# Shutdown doesn't work.....



## gizmo (May 31, 2009)

Hi,

i had a problem with freebsd, when i try to shutdown my system i use the following syntax: shutdown -p now.

The system goes down BUT it dont turns off. The system is still online with the message:

The system has halted
Press any key to reboot.

But i dont want this, i want to turn off my computer.
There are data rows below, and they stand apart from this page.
PR #659, opened 2023-10-04
Move /internal/b to /b

kegsay:
The API is unchanged and is suitable to be made public.


DMRobertson:
If it's going to be public can we call it `blueprints` rather than `b` or similar please?

S7evinK (approved):

kegsay:
No, because common usage would then be long and stutter: `blueprints.BlueprintOneToOneRoom`. Having `blueprints.OneToOneRoom` isn't much better, because the fundamental `type Blueprint struct` then becomes `blueprints.Blueprint`. `b` is short and unique, and doesn't hurt readability in tests imo.

kegsay:
dmr sez:

> I think part of the cause of https://github.com/matrix-org/complement/issues/381 is that it's not clear what b.Event means hence the suggestion, don't particularly care though

Issue #546, opened 2022-10-31
`should` counterpart to `must`


ShadowJonathan:
This came up while thinking of a solution for [this comment](https://github.com/matrix-org/complement/pull/535#discussion_r1009458884), I think it would help if we have a `should` package that mirrors the current `must` package, but omit the `*testing.T` input, and instead have an `error` output.

This'd allow to use the matching inside `client.SyncCheckOpt`, JSONCheckOff (and friends) and other such conditions, where tentative checking ("should match") needs to be done instead of harsh ("must match") checking.

Code between the modules dont need to be duplicated, as `must` code can become `should` code, with returning the error instead of `t.Fatalf`-ing it, and `must` only taking functions from `should` and aborting on failure when its non-nil.

kegsay:
This has come up a few times. See https://github.com/matrix-org/complement/pull/521#discussion_r997228161

The matchers themselves are doing the right thing and return `error` types. The problem is that they are typically paired with `must` functions, which as the package suggests, is fatal if there's a problem. It may be enough to just do as you describe:
 - remove t.Fatal/Error on existing `must` functions
 - rename package to `should`
 - add new `must` package which just proxies to `should` and fails if there is an error.

PR #663, opened 2023-10-05
Add should package

kegsay:
The `should` package is a more lenient form of the `must` package, in that it does not fail the test if the assertion fails. Instead, these functions return an error, which the test can then handle.

This is particularly useful in cases where a test needs to retry a certain request. Previously, you had to hand-roll the checks on the response because using `must.MatchResponse` would fail the test, even though it might have been okay as the next retry may pass the matchers.

Fixes https://github.com/matrix-org/complement/issues/546

Tests need to be revisited to see if this can be used in more places.

An example of this. Before:
```go
res = alice.DoFunc(
	t,
	"GET",
	[]string{"_matrix", "client", "v3", "rooms", roomID, "aliases"},
	client.WithRetryUntil(
		1*time.Second,
		func(res *http.Response) bool {
			if res.StatusCode != 200 {
				return false
			}
			eventResBody := client.ParseJSON(t, res)
			matcher := match.JSONKeyEqual("aliases", []interface{}{roomAlias})
			err := matcher(eventResBody)
			if err != nil {
				t.Log(err)
				return false
			}
			return true
		},
	),
)
```
After:
```go
res = alice.Do(
	t,
	"GET",
	[]string{"_matrix", "client", "v3", "rooms", roomID, "aliases"},
	client.WithRetryUntil(
		1*time.Second,
		func(res *http.Response) bool {
			_, err := should.MatchResponse(res, match.HTTPResponse{
				StatusCode: 200,
				JSON: []match.JSON{
					match.JSONKeyEqual("aliases", []interface{}{roomAlias}),
				},
			})
			if err != nil {
				t.Log(err)
				return false
			}
			return true
		},
	),
)
```

### DIFF
--- a/must/must.go
+++ b/must/must.go
@@ -1,29 +1,27 @@
-// Package must contains assertions for tests
+// Package must contains assertions for tests, which fail the test if the assertion fails.
 package must
 
 import (
 	"bytes"
 	"encoding/json"
-	"fmt"
 	"io"
 	"net/http"
 	"strings"
 	"testing"
 
 	"github.com/tidwall/gjson"
-	"golang.org/x/exp/slices"
 
 	"github.com/matrix-org/gomatrixserverlib/fclient"
 
-	"github.com/matrix-org/complement/client"
 	"github.com/matrix-org/complement/match"
+	"github.com/matrix-org/complement/should"
 )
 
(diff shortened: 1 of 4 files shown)


DMRobertson (approved):
Seems very sensible.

Hope somebody can help me.


----------



## Nokobon (May 31, 2009)

The -h-option only turns off the power if your hardware supports it.
See if ACPI is enabled in your BIOS.

When you can't find any ACPI options there, it may be that your system doesn't support it.
In this case you have to turm the power off manually with the power button of your mashine after halting you system by running

```
shutdown -h now
```


----------



## fender0107401 (May 31, 2009)

halt -p


----------



## donald1000 (Jun 1, 2009)

Hi!
On some new boards ACPI does not work with FreeBSD 7*. You may activate APM in you kernel, so you can use the old power management system. Add to following to your kernel config an recompile: 


```
device apm
```

Shutdown with halt -p (as fender0107401 said)


----------



## BuSerD (Jun 2, 2009)

I always use

```
shutdown -p now
```
and it never fails me.


----------



## tangram (Jun 3, 2009)

Nokobon said:
			
		

> The -h-option only turns off the power if your hardware supports it.
> See if ACPI is enabled in your BIOS.
> 
> When you can't find any ACPI options there, it may be that your system doesn't support it.
> ...



Exactly.

I have an old Celeron 266Mhz and its BIOS doesn't support ACPI so if I want to turn it off I have to manually hit the power boot after the system halts after a `# shutdown -h now`.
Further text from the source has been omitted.